* _Task details_
Search the material below for the string "true" and extract each line that has it.

* _Extracted data_
------------------------------------------------------------
PR #4551, opened 2025-07-29
[immutable-arraybuffer] TypedArray internal operations

gibson042:
Ref #4509

> # %TypedArray% instance operations
> 
> - [x] [[GetOwnProperty]]
>   - [x] property descriptors for in-bounds indexes of a typed array backed by an immutable ArrayBuffer are reported as writable false, enumerable true, configurable false
> 
> - [x] [[DefineOwnProperty]]
>   - [x] attempts to redefine own properties for in-bounds indexes of a typed array backed by an immutable ArrayBuffer are validated against descriptors for immutable properties
>     - [x] presence of `writable: true`, `enumerable: false`, `configurable: true`, `get`, and/or `set` results in rejection
>     - [x] presence of `value` with any value that is not treated as identical to the current value by `Object.is` results in rejection (e.g., `value: -0` and `value: "0"` are rejected when the current value is `0`)
>     - [x] all other property descriptors (e.g., any subset of `{ writable: false, enumerable: true, configurable: false, value: $currentValue }`) are accepted but do not result in observable changes
> 
> - [x] [[Set]]
>   - [x] any attempt to set the value for a property whose name is a canonical numeric index string (including non-index values such as `"-0"`, `"1.5"`, `"590295810358705700000"`, `"5e-324"`, `"1.7976931348623157e+308"`, `"Infinity"`, and `"NaN"`) on a typed array backed by an immutable ArrayBuffer is rejected, even if the new value is identical to the current value
>   - [x] likewise for attempts on a receiver having such a typed array in its prototype chain when the [[Set]] makes it to the typed array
------------------------------------------------------------
* _Solution for this exercise_
>   - [x] property descriptors for in-bounds indexes of a typed array backed by an immutable ArrayBuffer are reported as writable false, enumerable true, configurable false
>     - [x] presence of `writable: true`, `enumerable: false`, `configurable: true`, `get`, and/or `set` results in rejection
>     - [x] all other property descriptors (e.g., any subset of `{ writable: false, enumerable: true, configurable: false, value: $currentValue }`) are accepted but do not result in observable changes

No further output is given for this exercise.